Chapter 23 Simple text processing with sentiment analysis

23.1 Introduction

This is a very simple example of the sort of work flow involved with text processing. As an example I have used the text from this page obtained by googling nature and bereavement.

http://journeyofhearts.org/healing/nature.html

The page has been cut and pasted into a text file.

library(wordcloud)
library(dplyr)
library(tidyr)
library(scales)
library(stringr)
library (readr)
library(tidytext)

options(scipen=999)
knitr::opts_chunk$set(echo=TRUE, warning=FALSE, message=FALSE)

23.2 Reading in the data

The data from a simple text file can be read in using read_lines. Blank lines are then filtered out and the factor coerced into a character vector.

d<-data.frame(text=read_lines("nature_healing.txt"))

d %>% filter(text != "") %>% mutate(text=as.character(text))->d

DT::datatable(d)

23.3 Making a data frame consisting of just words

The tidytext package has functions to extract the words (tokens) and to remove stop words.

library(SnowballC)
data(stop_words)
d %>% unnest_tokens(word, text)  %>% anti_join(stop_words) -> words

23.4 Count the frequenciy of each word

### Count the frequencies

words %>%
  group_by(word) %>%
  count() %>% arrange(-n) ->word_count

## Show as table
DT::datatable(word_count)

23.5 Word cloud

Making a word cloud from the table of frequencies is easy using the word-cloud package.

 wordcloud(word_count$word, word_count$n, random.order=FALSE, max.words = 100, colors=brewer.pal(8, "Dark2"), use.r.layout=TRUE)

23.6 Find the sentiments associated with the words

This is the part that may not quite work as well as you might hope. There are various lexicons in the R package tidytext. These lexicons are simple tables with words and associated emotions, or scores. Some words can have several emotions associated with them.

# Get Lexicon
nrc <- sentiments %>%
  filter(lexicon == "nrc") %>%
  dplyr::select(word, sentiment)

## Join to words
words %>% inner_join(nrc, by = "word") -> word_sentiment
DT::datatable(word_sentiment)

23.7 Plotting the frequencies of the sentiments

library(ggplot2)
word_sentiment %>% 
  group_by(sentiment) %>% 
  summarise(n=n()) %>% 
  arrange(n) %>% 
  mutate(sentiment = reorder(sentiment, n)) ->ws

ggplot(data=ws,aes(x=sentiment,y=n,label=n)) + 
  geom_bar(stat="identity") + 
  geom_label()  + 
  coord_flip()

23.8 Words associated with each sentiment

word_sentiment %>% 
  group_by(sentiment,word) %>% 
  count() %>% 
  filter(n>3) %>% 
  arrange(-n) %>% 
  ungroup() %>% 
  mutate(word = reorder(word, n)) %>% 
  ggplot(aes(x=word,y=n)) +
  geom_bar(stat="identity",fill="red") +
  facet_wrap(~ sentiment, scales = "free", ncol = 5) +
  coord_flip()

23.9 Used in a questionaire context

Shorter pieces of text can be scored for usage of positive and negative terms in order to be used as a response variable in an statistical analysis. However be aware of the potential weaknesses of the lexicon used, and the potential for mis-scoring, especially when the terms are negated or taken out of context.
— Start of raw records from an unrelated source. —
PR #11769, opened 2024-02-26
Add retry to get elastictest token

xwjiang-ms:
### Description of PR

Summary:
Fixes # (issue)

### Type of change

- [ ] Bug fix

### Back port request
- [ ] 201911
- [ ] 202012
- [ ] 202205
- [ ] 202305
- [ ] 202311

There is no retry to get elastictest token, if get token fails, whole build would fail
#### How did you do it?
Add a retry to get elastictest token
Since kvm dump is no longer supported, set default value to false

### DIFF
--- a/.azure-pipelines/test_plan.py
+++ b/.azure-pipelines/test_plan.py
@@ -188,8 +188,8 @@ class TestPlanManager(object):
             "client_secret": self.client_secret,
             "scope": get_scope(self.url)
         }
-        retry_times = 3
-        while retry_times > 0:
+        max_attempts = 3
+        for attempt in range(max_attempts):
             try:
                 resp = requests.post(token_url, headers=headers, data=payload, timeout=10).json()
                 self._token = resp["access_token"]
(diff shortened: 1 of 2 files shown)


.azure-pipelines/test_plan.py
```diff
@@ -188,13 +188,18 @@ def get_token(self):
...
         }
-        try:
-            resp = requests.post(token_url, headers=headers, data=payload, timeout=10).json()
-            self._token = resp["access_token"]
-            self._token_generate_time = datetime.utcnow()
-            return self._token
-        except Exception as exception:
-            raise Exception("Get token failed with exception: {}".format(repr(exception)))
+        max_attempts = 3
+        for attempt in range(max_attempts):
```
yejianquan, line 192: If we increase attempt on line 201, the loop here should be while(attempt < max_attpemts), right?

yejianquan (changes requested):

.azure-pipelines/test_plan.py
xwjiang-ms: Fixed

yejianquan (approved):
LGTM

PR #11777, opened 2024-02-27
Generic Config Updater Dynamic ACL Update test

jongorel:
### Description of PR

Summary:
Adds a multitude of test cases to the nightly testing suite that test GCU's ability to create custom ACL Table Types, create custom ACL Tables from these types, and its ability to create, modify, and remove various forward and drop rules on this newly created table.  Traffic tests are also performed on relevant tests to confirm that these ACL rules are actually being followed.

### Type of change

- [ ] Bug fix

### Back port request
- [ ] 201911
- [ ] 202012
- [x] 202205
- [x] 202305
- [x] 202311

Test support of GCU's "config apply-patch" function
Certify that users are able to create and update custom ACL tables via gcu
#### How did you do it?
Create a checkpoint of initial state of a device.  Start each test case by creating a custom ACL Type, as well as an ACL Table from this type, and verify that acl table structure matches what is expected.

In each test, apply, replace, and remove various ACL rules, and confirm that packets generated and sent follow expected forward/drop behavior.

After test is complete, rollback to checkpoint of initial state of device
Ran the test on numerous STARLAB T0, M0, and Dualtor testbeds and confirmed that each test case passed.

image
**T0 Dualtor pass**

image
**M0 Pass**

T0, M0
### Documentation
[Dynamic ACL Update Via GCU Testplan](https://github.com/sonic-net/sonic-mgmt/blob/master/docs/testplan/GCU-Dynamic-ACL-testplan.md)


tests/generic_config_updater/test_dynamic_acl.py
```diff
@@ -0,0 +1,778 @@
...
+
+    forward_packets["IPV6"] = testutils.simple_tcpv6_packet(eth_dst=setup["router_mac"],
+                                ipv6_src=IPV6_SOURCE,
+                                ipv6_dst=dst_ipv6)
+
+    return forward_packets
+
+
+def generate_drop_packets(setup):
+    """Generate packets with a DST_IP that is never included in our forward rules"""
```
bingwang-ms, line 141: `generate_forward_packets` and `generate_drop_packets` can be implemented as one single function, the only difference is the dst_ip.

tests/generic_config_updater/test_dynamic_acl.py
```diff
@@ -0,0 +1,778 @@
...
+
+def build_exp_pkt(input_pkt):
+    """
+    Generate the expected packet for given packet
+    """
+    exp_pkt = Mask(input_pkt)
+    exp_pkt.set_do_not_care_scapy(scapy.Ether, "dst")
+    exp_pkt.set_do_not_care_scapy(scapy.Ether, "src")
+    if input_pkt.haslayer('IP'):
+        exp_pkt.set_do_not_care_scapy(scapy.IP, "ttl")
```
bingwang-ms, line 163: There is no need to ignore `ttl`. The ttl in exp_pkt should decrease by 1.

tests/generic_config_updater/test_dynamic_acl.py
```diff
@@ -0,0 +1,778 @@
...
+    # Use empty list if no output
+    lines = output['stdout'].splitlines()
+    first_line = [] if len(lines) < 3 else lines[2].split()
+
+    pytest_assert(set(expected_first_line_content) == set(first_line), "ACL table definition doesn't match")
+    bindings = [line.strip() for line in lines[3:]]
+    #Second element of the first line is the first binding
+    bindings.append(first_line[2])
+
+    pytest_assert(set(bindings) == set(expected_bindings))
```
bingwang-ms, line 195: Please also check the `status` of acl table. The status should be `active`.
And there is a helper function `show_and_parse`. Please try to reuse it so you don''t need to parse the output by yourself.

tests/generic_config_updater/test_dynamic_acl.py
```diff
@@ -0,0 +1,778 @@
...
+    pytest_assert(not output['rc'], "'{}' failed with rc={}".format(cmds, output['rc']))
+
+    lines = output['stdout'].splitlines()
+    actual_list = [] if len(lines) < 3 else lines[2].split()
+    # Ignore the status column
+    expected_len = len(expected_content_list)
+    if len(actual_list) >= expected_len:
+        actual_list = actual_list[0:expected_len]
+
+    pytest_assert(set(expected_content_list) == set(actual_list), "ACL rule does not match!")
```
bingwang-ms, line 211: Please also check the status of acl rule. The status should be active.
And there is a helper function show_and_parse. Please try to reuse it so you don''t need to parse the output by yourself.

tests/generic_config_updater/test_dynamic_acl.py
```diff
@@ -0,0 +1,778 @@
...
+
+    removed = len(output['stdout'].splitlines()) <= 2
+
+    pytest_assert(removed, "'{}' showed a rule, this following rule should have been removed: {}".format(cmds, output['stdout']))
+
+@pytest.fixture(scope="module")
+def dynamic_acl_create_table_type(rand_selected_dut):
+    """Create a new ACL table type that can be used"""
+    json_patch = [
+        {
```
bingwang-ms, line 227: I suggest putting the json into separated files rather than hardcode in the code. It would be easier to maintenance.

tests/generic_config_updater/test_dynamic_acl.py
```diff
@@ -0,0 +1,778 @@
...
+            "op": "add",
+            "path": "/ACL_TABLE/DYNAMIC_ACL_TABLE",
+            "value": {
+                "policy_desc": "DYNAMIC_ACL_TABLE",
+                "type": "DYNAMIC_ACL_TABLE_TYPE",
+                "stage": "INGRESS",
+                "ports": setup["bind_ports"]
+            }
+        }
+    ]
```
bingwang-ms, line 267: Same above. Suggest putting the json into a separated configurtion file.

tests/generic_config_updater/test_dynamic_acl.py
```diff
@@ -0,0 +1,778 @@
...
+                    "PACKET_ACTION": "FORWARD"
+                },
+                "DYNAMIC_ACL_TABLE|RULE_2": {
+                    "DST_IPV6": IPV6_SUBNET,
+                    "PRIORITY": "9998",
+                    "PACKET_ACTION": "FORWARD"
+                }
+            }
+        }
+    ]
```
bingwang-ms, line 334: Same above. Suggest putting the json into a separated configurtion file.

tests/generic_config_updater/test_dynamic_acl.py
```diff
@@ -0,0 +1,778 @@
...
+                "PACKET_ACTION": "DROP",
+                "IN_PORTS": setup["blocked_src_port_name"]
+            }
+        }
+    ]
+
+    expected_rule_content = ["DYNAMIC_ACL_TABLE", "RULE_3", "9997" , "DROP", "IN_PORTS:", setup["blocked_src_port_name"]]
+
+    tmpfile = generate_tmpfile(duthost)
+    logger.info("tmpfile {}".format(tmpfile))
```
bingwang-ms, line 370: Same above. Suggest putting the json into a separated configurtion file.

tests/generic_config_updater/test_dynamic_acl.py
```diff
@@ -0,0 +1,778 @@
...
+                "DYNAMIC_ACL_TABLE|RULE_3": {
+                    "PRIORITY": "9997",
+                    "PACKET_ACTION": "DROP",
+                    "IN_PORTS": setup["blocked_src_port_name"],
+                }
+            }
+        }
+    ]
+
+    expected_rule_content = ["DYNAMIC_ACL_TABLE", "RULE_3", "9997" , "DROP", "IN_PORTS:", setup["blocked_src_port_name"]]
```
bingwang-ms, line 397: Same above. Suggest putting the json into a separated configurtion file.

tests/generic_config_updater/test_dynamic_acl.py
```diff
@@ -0,0 +1,778 @@
...
+        output = apply_patch(duthost, json_data=json_patch, dest_file=tmpfile)
+        expect_op_success(duthost, output)
+    finally:
+        delete_tmpfile(duthost, tmpfile)
+
+
+
+
+def test_gcu_acl_drop_rule_creation(rand_selected_dut, ptfadapter, setup, dynamic_acl_create_table):
+    dynamic_acl_create_drop_rule_initial(rand_selected_dut, setup)
```
bingwang-ms, line 719: Please add some function level comments to clarify the test steps and test expectations.

tests/generic_config_updater/test_dynamic_acl.py
```diff
@@ -0,0 +1,778 @@
...
+                               packets_dropped = False,
+                               src_port = blocked_scale_port)
+    dynamic_acl_verify_packets(setup, ptfadapter, generate_drop_packets(setup), packets_dropped = True, src_port = blocked_scale_port)
+
+
+def test_gcu_acl_nonexistent_rule_replacement(rand_selected_dut):
+    dynamic_acl_replace_nonexistant_rule(rand_selected_dut)
+
+def test_gcu_acl_nonexistent_table_removal(rand_selected_dut):
+    dynamic_acl_remove_nonexistant_table(rand_selected_dut)
```
bingwang-ms, line 778: Please always append an empty line at the end of each file.

tests/generic_config_updater/test_dynamic_acl.py
```diff
@@ -0,0 +1,778 @@
...
+
+def test_gcu_acl_forward_rule_priority_respected(rand_selected_dut, ptfadapter, setup, dynamic_acl_create_table):
+    dynamic_acl_create_forward_rules(rand_selected_dut)
+    dynamic_acl_create_drop_rule(rand_selected_dut, setup)
+    dynamic_acl_verify_packets(setup, ptfadapter, packets = generate_forward_packets(setup), packets_dropped = False)
+    dynamic_acl_verify_packets(setup, ptfadapter, packets = generate_drop_packets(setup), packets_dropped = True)
+
+def test_gcu_acl_forward_rule_replacement(rand_selected_dut, ptfadapter, setup, dynamic_acl_create_table):
+    dynamic_acl_create_forward_rules(rand_selected_dut)
+    dynamic_acl_create_drop_rule(rand_selected_dut, setup)
```
bingwang-ms, line 741: The forward rule and drop rule are added for each case, but when are the rules deleted?

tests/generic_config_updater/test_dynamic_acl.py
```diff
@@ -0,0 +1,778 @@
...
+    dynamic_acl_verify_packets(setup,
+                               ptfadapter,
+                               packets = generate_drop_packets(setup),
+                               packets_dropped = False,
+                               src_port = setup["unblocked_src_port_indice"])
+
+
+def test_gcu_acl_drop_rule_removal(rand_selected_dut, ptfadapter, setup, dynamic_acl_create_table):
+    dynamic_acl_create_drop_rule_initial(rand_selected_dut, setup)
+    dynamic_acl_remove_drop_rule_initial(rand_selected_dut)
```
bingwang-ms, line 730: The test case can be enhanced. For example, we added 3 DROP rules at first, and remove 1 of them, meaning one port is unisolated, and then verify packet ingressed from that port can be forwarded.

tests/generic_config_updater/test_dynamic_acl.py
```diff
@@ -0,0 +1,778 @@
...
+    dynamic_acl_create_drop_rule(rand_selected_dut, setup)
+    dynamic_acl_replace_rules(rand_selected_dut)
+    dynamic_acl_verify_packets(setup,
+                               ptfadapter,
+                               packets = generate_forward_packets(setup, DST_IP_FORWARDED_REPLACEMENT, DST_IPV6_FORWARDED_REPLACEMENT),
+                               packets_dropped = False)
+    dynamic_acl_verify_packets(setup, ptfadapter, packets = generate_forward_packets(setup), packets_dropped = True)
+
+def test_gcu_acl_forward_rule_removal(rand_selected_dut, ptfadapter, setup, dynamic_acl_create_table):
+    dynamic_acl_create_forward_rules(rand_selected_dut)
```
bingwang-ms, line 750: This test case can be enhanced. We can remove 1 of the forwarding rule, and verify the packet to that dst_ip is dropped.

tests/generic_config_updater/test_dynamic_acl.py
```diff
@@ -0,0 +1,778 @@
...
+
+import ptf.testutils as testutils
+
+from tests.generic_config_updater.gu_utils import apply_patch, expect_op_success, expect_op_failure
+from tests.generic_config_updater.gu_utils import generate_tmpfile, delete_tmpfile
+from tests.generic_config_updater.gu_utils import create_checkpoint, delete_checkpoint, rollback_or_reload
+
+pytestmark = [
+    pytest.mark.topology('t0'),
+    pytest.mark.disable_loganalyzer,  # Disable automatic loganalyzer, since we use it for the test
```
bingwang-ms, line 20: We shouldn't disable loganalyzer in the test case.

tests/generic_config_updater/test_dynamic_acl.py
jongorel: status is checked as active, on line 250 expected first line contains "Active" in expected content:

`expected_first_line = ["DYNAMIC_ACL_TABLE", "DYNAMIC_ACL_TABLE_TYPE", setup["bind_ports"][0], "DYNAMIC_ACL_TABLE", "ingress", "Active"]`

jongorel: I will utilize show_and_parse to ensure table matches expected format

tests/generic_config_updater/test_dynamic_acl.py
jongorel: Rules should be deleted at the end of each test case at the end of the autouse fixture "setup_env" via config rollback to initial state of device, if i am not mistaken.  Let me know if I am incorrect on this.

bingwang-ms:
@jongorel Please ensure the code is verified at least on one platform. And please paste the test result into the PR section `How did you verify/test it?`. Thanks

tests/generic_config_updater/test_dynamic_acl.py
PR #11779, opened 2024-02-27
[bgp]: Don't flush link-local addr during teardown

theasianpianist:
### Description of PR

Summary:
Fixes # (issue)

### Type of change

- [x] Bug fix

### Back port request
- [ ] 201911
- [ ] 202012
- [ ] 202205
- [ ] 202305
- [ ] 202311

During the teardown for `bgp/test_bgp_dual_asn.py::test_bgp_dual_asn_v4`, the PTF interface used for the test is flushed of all IPv4 and IPv6 addresses, including the IPv6 link local address. As a result, NDP and other IPv6 functionality is broken for the flushed interface.

#### How did you do it?
Specify 'global' scope when flushing the PTF interface to avoid removing IPv6 link local addresses.

Run the test, verify that all PTF addresses still have an IPv6 link local address after the test is finished.

### DIFF
--- a/tests/bgp/test_bgp_dual_asn.py
+++ b/tests/bgp/test_bgp_dual_asn.py
@@ -282,7 +282,7 @@ class BgpDualAsn:
         logger.info("exabgp stopped")
 
         for port in self.ptf_ports:
-            ptfhost.shell("ip addr flush dev %s" % port)
+            ptfhost.shell("ip addr flush dev {} scope global".format(port))
         duthost.command("sonic-clear arp")
         duthost.command("sonic-clear ndp")
         duthost.command("sonic-clear fdb all")


StormLiangMS:
hi @theasianpianist  would you help to confirm if the flush command works as we expected to clear but only keep locals?

theasianpianist:
> hi @theasianpianist would you help to confirm if the flush command works as we expected to clear but only keep locals?

@StormLiangMS yes I've tested it on a PTF container in the lab, it clears only the addresses added during the test (which are all global scope), the link local address remains and other test cases which depend on the link local address are able to pass.

StormLiangMS (approved):
LGTM

PR #11740, opened 2024-02-21
Add debug logging to proxy_arp test

theasianpianist:
### Description of PR

Summary:
Fixes # (issue)

### Type of change

- [x] Bug fix
- [ ] Testbed and Framework(new/improvement)
- [ ] Test case(new/improvement)

### Back port request
- [ ] 201911
- [ ] 202012
- [ ] 202205
- [ ] 202305
- [ ] 202311

#### What is the motivation for this PR?
The proxy_arp test is flaky for IPv6. Add debug logging to provide more info into failures. The test has been inconsistently failing on KVM testbeds when the expect NA packet is not received.

#### How did you do it?
Add debug logging during the IPv6 proxy NDP test case to capture relevant DUT state/ndppd state and configs.

PR #11781, opened 2024-02-27
Revert "Add debug logging to proxy_arp test"

theasianpianist:
Reverts sonic-net/sonic-mgmt#11740

Debug logging is no longer needed


zjswhhh (approved):
lgtm

PR #11783, opened 2024-02-27
adding tolerance to check_nexthops_single_downlink

Ndancejic:
Adding a small tolerance to check_nexthops_single_downlink. Test was failing because all packets were being recieved by single downstream port, however not all 1000 packets were being recorded. We used to have a small tolerance in this test before expecting all packets down one port, but this was removed once the test was changed. This should fix this test.

### Description of PR
Fixing check_nexthops_single_downlink

Summary:
Fixes #26899373

### Type of change
- [x] Bug fix

### Back port request
- [ ] 201911
- [ ] 202012
- [x] 202205
- [x] 202305
- [x] 202311

Fixing failures in check_nexthops_single_downlink

#### How did you do it?
Added small tolerance. Packets were going to the right place, but we were off by < 0.2%

ran test on testbed


StormLiangMS (approved):
LGTM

23.10 Example: One line per tweet

The word tokens are extracted from a data frame along with the covariates in the rows that contain text. So if shorter pieces of text are scored numerically the relationship between the scores and other covariates can be looked at. For example, here is the text of some of Donald Trump’s recent tweets along with the number of times his followers have favourited them. Each tweet can be scored as being positive or negative.

d<-read_csv("recent_tweets.csv")

d$text<-as.character(d$text)
d %>% select(id,text,favoriteCount,created, hour) ->d
DT::datatable(d)

23.11 Extracting the words

data(stop_words)
d$text2<-d$text
d %>% select(hour, text2, id, favoriteCount,text) %>% 
  unnest_tokens(word, text) %>% 
  anti_join(stop_words) -> words

23.12 Sentiment scores

This time using the affin lexicon. This produces scores between -4 and +4 for positive and negative

afin<-get_sentiments("afinn")
words %>% 
  inner_join(afin, by = "word") -> word_score

23.13 Is there a relationship between the scores and the number of times the tweet is favourited?

word_score %>% 
  group_by(id,text2) %>% summarise(n=n(),score=mean(score),favourited=mean(favoriteCount)) %>% ggplot(aes(x=score,y=favourited, label =text2)) + 
  geom_point() + 
  geom_smooth() ->g1
library(plotly)
ggplotly(g1)

The answer seems to be no. Donald Trump’s twitter followers don’t care much whether he expresses positive or negative sentiments. By plotting out the results using plotly at least some of the text can be seen by hovering on the tweet. Trump scored the most favourite counts when he tweeted “Merry Christmas”, which scored quite highly on the positivity index!

23.14 Using Udpipe

The Udpipe package has some powerful features for breaking down text into parts of speach.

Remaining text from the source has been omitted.